What is needed: Find every line in the records below that contains "workflows", and copy it.

---+---

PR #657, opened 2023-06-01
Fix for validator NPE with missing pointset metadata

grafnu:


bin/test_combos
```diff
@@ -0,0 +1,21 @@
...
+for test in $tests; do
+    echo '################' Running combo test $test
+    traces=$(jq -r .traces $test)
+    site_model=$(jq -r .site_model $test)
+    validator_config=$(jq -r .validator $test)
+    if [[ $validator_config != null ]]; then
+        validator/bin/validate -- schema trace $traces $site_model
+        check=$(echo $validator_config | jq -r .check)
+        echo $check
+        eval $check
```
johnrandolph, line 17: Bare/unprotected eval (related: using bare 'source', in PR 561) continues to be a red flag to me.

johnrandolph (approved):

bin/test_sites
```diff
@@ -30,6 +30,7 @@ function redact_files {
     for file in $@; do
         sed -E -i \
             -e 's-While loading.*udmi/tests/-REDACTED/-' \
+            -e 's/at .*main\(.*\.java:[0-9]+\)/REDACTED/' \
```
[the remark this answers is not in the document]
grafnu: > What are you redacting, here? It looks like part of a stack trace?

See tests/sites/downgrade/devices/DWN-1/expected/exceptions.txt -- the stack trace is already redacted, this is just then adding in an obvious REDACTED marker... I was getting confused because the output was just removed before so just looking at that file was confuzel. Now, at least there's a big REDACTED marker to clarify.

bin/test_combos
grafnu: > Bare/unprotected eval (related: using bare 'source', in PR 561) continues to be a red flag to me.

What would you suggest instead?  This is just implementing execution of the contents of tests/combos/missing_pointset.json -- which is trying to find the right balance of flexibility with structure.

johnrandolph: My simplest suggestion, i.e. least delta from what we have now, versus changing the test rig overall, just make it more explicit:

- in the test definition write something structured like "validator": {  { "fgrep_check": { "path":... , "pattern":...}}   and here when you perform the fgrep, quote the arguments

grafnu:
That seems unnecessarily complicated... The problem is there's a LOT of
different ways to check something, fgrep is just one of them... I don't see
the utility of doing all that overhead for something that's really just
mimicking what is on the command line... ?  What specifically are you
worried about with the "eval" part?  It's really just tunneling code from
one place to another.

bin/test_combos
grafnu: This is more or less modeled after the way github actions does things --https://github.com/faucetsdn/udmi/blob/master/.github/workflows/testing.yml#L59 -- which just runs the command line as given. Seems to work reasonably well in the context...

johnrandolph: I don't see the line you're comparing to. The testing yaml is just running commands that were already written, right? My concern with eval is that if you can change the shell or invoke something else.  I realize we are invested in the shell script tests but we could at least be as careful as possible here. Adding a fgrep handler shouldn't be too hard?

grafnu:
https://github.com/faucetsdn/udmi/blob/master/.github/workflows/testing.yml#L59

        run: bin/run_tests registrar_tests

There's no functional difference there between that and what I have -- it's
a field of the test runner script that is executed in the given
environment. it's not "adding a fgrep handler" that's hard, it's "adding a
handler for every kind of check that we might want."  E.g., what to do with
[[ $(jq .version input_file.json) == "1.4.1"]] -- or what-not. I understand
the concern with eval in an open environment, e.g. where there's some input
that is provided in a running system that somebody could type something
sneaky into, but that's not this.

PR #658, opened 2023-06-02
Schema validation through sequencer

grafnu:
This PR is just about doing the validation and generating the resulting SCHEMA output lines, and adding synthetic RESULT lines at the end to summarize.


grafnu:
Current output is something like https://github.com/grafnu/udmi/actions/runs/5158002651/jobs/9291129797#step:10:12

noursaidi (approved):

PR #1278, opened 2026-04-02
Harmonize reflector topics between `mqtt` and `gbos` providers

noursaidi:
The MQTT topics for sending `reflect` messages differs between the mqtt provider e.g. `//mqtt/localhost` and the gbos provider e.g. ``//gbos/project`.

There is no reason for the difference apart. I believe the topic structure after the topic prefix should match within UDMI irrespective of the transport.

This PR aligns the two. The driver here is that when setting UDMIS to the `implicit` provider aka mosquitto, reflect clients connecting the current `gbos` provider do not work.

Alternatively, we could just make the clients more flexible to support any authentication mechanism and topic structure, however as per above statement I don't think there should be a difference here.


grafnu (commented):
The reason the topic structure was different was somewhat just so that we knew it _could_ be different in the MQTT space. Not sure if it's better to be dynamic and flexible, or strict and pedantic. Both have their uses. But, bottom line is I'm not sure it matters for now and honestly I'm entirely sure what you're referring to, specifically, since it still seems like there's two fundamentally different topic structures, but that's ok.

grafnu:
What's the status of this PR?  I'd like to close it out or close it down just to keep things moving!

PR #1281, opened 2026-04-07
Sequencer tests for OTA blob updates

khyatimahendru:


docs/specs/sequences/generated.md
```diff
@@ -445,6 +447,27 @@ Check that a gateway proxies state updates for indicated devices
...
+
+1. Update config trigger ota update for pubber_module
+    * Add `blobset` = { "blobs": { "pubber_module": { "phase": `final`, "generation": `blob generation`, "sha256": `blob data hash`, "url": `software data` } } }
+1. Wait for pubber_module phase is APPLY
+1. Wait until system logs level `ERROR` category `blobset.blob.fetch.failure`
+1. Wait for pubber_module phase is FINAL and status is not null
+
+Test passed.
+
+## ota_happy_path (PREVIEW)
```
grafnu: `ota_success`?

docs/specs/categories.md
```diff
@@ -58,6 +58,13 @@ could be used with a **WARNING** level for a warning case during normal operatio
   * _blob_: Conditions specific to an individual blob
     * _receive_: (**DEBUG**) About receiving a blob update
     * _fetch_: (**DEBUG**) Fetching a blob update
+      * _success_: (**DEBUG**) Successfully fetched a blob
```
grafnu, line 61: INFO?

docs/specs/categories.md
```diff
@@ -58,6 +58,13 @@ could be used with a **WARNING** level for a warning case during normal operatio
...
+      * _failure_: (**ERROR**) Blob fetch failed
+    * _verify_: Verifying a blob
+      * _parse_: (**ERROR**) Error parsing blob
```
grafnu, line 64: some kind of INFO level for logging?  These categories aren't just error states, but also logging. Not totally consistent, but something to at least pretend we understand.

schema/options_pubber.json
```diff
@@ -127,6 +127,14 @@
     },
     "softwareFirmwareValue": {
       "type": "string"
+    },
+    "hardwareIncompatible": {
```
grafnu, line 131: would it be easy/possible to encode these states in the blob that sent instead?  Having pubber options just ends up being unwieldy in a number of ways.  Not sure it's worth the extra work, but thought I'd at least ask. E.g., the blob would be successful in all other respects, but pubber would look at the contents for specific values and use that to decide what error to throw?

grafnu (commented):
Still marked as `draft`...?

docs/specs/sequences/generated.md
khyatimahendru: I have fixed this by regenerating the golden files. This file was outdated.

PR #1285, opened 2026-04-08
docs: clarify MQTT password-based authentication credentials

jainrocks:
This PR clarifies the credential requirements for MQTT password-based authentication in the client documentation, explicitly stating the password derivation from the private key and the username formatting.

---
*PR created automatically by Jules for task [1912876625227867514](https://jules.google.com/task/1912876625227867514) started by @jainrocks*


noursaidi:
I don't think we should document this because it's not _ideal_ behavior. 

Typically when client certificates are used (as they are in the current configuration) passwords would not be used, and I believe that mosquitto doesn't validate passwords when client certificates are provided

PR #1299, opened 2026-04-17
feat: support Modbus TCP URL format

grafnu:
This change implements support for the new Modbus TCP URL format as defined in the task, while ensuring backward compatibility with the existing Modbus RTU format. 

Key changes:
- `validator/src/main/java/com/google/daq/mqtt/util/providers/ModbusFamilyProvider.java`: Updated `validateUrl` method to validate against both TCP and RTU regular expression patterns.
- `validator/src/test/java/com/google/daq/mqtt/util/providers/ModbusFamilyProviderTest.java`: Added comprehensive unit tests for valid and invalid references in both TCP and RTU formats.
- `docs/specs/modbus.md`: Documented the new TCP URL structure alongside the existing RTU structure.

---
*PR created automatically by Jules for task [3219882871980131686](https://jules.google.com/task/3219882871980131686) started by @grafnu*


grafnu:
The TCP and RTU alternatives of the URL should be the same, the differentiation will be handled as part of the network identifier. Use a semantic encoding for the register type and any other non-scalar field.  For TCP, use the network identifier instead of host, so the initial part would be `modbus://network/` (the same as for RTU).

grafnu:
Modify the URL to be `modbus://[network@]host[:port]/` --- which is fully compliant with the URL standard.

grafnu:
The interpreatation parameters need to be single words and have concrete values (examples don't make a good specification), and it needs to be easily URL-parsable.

---+---

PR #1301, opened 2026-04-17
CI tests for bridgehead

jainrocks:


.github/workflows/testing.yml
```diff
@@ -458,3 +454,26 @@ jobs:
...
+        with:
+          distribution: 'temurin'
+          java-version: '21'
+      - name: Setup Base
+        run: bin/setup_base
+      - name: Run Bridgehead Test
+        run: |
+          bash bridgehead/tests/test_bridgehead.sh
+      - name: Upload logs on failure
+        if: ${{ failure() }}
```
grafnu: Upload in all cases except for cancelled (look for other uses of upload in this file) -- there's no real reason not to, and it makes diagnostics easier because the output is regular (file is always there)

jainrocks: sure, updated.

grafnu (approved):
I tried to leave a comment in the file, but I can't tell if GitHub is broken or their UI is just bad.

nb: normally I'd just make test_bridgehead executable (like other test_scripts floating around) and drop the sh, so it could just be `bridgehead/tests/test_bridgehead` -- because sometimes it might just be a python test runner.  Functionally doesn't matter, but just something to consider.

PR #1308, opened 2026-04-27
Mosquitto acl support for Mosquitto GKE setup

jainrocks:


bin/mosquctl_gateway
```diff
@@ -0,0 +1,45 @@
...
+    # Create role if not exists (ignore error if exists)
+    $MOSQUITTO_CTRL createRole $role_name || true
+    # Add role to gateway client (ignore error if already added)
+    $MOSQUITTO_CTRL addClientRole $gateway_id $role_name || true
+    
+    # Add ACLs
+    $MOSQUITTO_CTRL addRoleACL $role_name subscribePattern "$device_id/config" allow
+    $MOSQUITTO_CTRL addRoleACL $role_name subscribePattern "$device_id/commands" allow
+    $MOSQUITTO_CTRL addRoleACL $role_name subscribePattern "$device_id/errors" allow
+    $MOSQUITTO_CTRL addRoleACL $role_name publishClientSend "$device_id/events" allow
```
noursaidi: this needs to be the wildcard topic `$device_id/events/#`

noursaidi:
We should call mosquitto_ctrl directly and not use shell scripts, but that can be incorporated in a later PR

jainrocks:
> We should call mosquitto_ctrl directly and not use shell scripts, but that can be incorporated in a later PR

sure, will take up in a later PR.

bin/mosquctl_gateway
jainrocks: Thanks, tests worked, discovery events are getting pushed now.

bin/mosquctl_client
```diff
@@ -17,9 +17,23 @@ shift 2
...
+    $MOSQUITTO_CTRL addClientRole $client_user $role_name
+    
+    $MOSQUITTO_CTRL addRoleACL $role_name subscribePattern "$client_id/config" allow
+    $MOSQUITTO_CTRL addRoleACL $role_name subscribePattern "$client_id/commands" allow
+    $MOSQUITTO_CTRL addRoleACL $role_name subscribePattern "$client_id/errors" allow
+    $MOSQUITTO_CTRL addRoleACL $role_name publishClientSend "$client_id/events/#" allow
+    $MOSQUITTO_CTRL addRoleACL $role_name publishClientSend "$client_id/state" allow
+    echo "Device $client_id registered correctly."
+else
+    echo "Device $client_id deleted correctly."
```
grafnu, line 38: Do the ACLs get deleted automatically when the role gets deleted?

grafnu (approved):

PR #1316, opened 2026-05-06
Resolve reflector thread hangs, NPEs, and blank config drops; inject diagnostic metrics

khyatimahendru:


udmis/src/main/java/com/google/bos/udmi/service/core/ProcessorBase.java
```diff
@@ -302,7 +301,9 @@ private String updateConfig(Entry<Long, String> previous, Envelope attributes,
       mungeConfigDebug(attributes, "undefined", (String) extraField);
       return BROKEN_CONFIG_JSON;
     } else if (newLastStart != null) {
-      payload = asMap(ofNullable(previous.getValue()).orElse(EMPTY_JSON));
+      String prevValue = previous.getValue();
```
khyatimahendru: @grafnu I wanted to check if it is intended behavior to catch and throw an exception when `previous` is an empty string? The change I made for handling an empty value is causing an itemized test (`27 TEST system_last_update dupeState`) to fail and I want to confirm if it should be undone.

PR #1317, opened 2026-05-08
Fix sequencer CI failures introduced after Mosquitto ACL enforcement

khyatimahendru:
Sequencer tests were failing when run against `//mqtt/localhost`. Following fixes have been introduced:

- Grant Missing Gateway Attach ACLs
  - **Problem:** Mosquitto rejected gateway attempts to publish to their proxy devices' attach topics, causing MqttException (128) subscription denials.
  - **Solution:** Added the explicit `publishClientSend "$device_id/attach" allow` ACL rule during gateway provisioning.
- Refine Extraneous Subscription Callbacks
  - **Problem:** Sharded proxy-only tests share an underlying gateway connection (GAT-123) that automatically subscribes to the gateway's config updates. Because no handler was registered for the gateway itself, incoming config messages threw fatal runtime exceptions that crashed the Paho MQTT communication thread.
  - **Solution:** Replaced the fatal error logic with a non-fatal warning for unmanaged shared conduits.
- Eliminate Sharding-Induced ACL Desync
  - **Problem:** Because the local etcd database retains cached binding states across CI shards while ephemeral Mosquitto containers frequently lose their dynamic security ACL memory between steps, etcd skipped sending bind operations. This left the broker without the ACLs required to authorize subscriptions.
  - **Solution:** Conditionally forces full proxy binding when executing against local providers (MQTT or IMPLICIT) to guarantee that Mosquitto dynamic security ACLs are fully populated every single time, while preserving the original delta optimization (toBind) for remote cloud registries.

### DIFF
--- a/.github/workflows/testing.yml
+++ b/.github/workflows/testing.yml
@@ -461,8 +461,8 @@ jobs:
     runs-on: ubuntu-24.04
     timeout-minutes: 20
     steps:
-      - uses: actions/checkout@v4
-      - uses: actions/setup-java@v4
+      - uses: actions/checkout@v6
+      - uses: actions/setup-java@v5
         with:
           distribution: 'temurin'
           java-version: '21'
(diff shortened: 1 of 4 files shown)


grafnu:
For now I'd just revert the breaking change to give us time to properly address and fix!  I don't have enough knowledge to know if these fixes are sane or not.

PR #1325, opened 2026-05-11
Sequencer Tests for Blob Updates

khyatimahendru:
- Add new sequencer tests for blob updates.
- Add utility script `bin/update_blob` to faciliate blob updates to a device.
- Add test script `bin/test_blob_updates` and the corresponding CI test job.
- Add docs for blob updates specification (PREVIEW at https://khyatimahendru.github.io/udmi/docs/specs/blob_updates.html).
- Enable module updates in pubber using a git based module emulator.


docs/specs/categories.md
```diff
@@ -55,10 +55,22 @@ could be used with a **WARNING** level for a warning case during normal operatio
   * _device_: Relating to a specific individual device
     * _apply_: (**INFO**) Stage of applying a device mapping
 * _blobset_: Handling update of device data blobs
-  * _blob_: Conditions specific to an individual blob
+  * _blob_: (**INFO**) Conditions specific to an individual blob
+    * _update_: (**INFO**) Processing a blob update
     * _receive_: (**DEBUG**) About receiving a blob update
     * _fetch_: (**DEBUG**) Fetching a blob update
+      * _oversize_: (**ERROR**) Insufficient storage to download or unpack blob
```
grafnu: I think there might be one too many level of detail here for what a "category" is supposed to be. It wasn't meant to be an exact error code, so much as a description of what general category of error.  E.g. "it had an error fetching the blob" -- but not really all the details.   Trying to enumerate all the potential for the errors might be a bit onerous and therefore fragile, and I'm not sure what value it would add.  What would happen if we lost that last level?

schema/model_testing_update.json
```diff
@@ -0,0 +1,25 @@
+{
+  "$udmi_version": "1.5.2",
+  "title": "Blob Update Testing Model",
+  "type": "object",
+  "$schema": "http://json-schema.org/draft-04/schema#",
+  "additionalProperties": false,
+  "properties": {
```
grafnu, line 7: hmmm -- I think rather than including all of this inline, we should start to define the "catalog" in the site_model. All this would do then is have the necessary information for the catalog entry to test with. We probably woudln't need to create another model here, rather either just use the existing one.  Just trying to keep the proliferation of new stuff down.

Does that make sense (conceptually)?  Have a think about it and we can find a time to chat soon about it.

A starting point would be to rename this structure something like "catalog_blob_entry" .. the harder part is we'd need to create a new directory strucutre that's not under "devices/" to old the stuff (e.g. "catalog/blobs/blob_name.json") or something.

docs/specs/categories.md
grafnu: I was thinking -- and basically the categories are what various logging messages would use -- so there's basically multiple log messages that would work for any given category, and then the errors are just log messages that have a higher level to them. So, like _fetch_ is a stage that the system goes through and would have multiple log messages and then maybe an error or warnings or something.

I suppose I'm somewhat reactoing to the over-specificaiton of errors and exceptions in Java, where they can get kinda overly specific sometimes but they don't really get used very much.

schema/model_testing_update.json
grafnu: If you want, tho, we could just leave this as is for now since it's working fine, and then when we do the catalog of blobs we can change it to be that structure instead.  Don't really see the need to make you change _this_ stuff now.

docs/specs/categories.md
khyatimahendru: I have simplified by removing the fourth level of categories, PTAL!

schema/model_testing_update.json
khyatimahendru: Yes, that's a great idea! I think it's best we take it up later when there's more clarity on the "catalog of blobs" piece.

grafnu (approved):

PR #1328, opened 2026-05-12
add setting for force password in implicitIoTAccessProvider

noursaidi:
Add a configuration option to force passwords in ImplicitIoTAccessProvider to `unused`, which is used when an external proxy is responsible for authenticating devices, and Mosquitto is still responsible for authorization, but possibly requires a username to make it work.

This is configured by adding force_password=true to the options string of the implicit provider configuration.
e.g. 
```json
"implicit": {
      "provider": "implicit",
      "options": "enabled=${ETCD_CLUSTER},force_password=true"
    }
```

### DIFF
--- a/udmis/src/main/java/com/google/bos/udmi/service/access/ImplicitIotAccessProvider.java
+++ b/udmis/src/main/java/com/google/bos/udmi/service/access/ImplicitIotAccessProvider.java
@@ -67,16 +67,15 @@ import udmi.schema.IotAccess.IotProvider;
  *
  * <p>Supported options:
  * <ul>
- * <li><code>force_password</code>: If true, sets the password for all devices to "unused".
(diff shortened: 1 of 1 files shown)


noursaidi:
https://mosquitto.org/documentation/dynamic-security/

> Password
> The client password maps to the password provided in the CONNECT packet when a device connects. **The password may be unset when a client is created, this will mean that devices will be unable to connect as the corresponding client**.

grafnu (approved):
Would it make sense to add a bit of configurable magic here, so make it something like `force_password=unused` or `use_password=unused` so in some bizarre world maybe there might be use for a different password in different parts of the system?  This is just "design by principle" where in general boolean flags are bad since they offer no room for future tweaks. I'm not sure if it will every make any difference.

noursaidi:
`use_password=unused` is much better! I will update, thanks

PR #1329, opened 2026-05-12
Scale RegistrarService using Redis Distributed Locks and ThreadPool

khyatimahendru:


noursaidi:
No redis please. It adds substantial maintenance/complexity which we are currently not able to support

---+---

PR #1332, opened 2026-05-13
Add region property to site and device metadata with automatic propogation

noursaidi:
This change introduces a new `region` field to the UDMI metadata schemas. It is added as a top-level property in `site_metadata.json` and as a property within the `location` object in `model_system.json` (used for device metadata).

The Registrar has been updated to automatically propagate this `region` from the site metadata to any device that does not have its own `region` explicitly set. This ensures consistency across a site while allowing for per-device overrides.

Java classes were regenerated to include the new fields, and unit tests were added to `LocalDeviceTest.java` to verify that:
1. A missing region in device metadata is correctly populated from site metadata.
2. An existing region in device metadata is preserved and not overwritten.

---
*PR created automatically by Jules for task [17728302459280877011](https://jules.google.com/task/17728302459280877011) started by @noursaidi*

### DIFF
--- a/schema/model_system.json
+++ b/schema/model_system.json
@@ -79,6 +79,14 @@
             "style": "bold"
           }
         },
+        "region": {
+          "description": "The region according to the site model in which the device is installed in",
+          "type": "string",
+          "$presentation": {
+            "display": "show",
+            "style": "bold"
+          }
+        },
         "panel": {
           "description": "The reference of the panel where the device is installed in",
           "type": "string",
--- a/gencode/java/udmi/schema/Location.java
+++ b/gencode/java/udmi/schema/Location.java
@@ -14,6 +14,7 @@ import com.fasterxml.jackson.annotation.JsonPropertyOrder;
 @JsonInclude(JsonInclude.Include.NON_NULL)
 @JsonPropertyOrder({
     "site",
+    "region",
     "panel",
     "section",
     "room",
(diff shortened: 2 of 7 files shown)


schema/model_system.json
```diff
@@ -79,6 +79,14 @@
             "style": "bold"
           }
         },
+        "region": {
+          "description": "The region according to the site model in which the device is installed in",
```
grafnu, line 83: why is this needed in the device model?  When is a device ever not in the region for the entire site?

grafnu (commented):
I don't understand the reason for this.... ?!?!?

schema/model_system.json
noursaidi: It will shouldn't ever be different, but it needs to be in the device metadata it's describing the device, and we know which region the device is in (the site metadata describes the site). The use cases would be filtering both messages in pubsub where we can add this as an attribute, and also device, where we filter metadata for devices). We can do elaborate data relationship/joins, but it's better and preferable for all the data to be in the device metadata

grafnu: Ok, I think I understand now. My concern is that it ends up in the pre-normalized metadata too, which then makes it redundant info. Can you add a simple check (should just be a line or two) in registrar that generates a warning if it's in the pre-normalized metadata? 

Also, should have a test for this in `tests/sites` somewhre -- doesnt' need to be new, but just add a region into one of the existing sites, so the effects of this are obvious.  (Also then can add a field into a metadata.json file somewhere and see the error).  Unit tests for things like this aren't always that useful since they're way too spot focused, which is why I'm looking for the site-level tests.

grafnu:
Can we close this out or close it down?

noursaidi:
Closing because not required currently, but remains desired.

---+---

Answer to this exercise:
grafnu: This is more or less modeled after the way github actions does things --https://github.com/faucetsdn/udmi/blob/master/.github/workflows/testing.yml#L59 -- which just runs the command line as given. Seems to work reasonably well in the context...
https://github.com/faucetsdn/udmi/blob/master/.github/workflows/testing.yml#L59
.github/workflows/testing.yml
--- a/.github/workflows/testing.yml
+++ b/.github/workflows/testing.yml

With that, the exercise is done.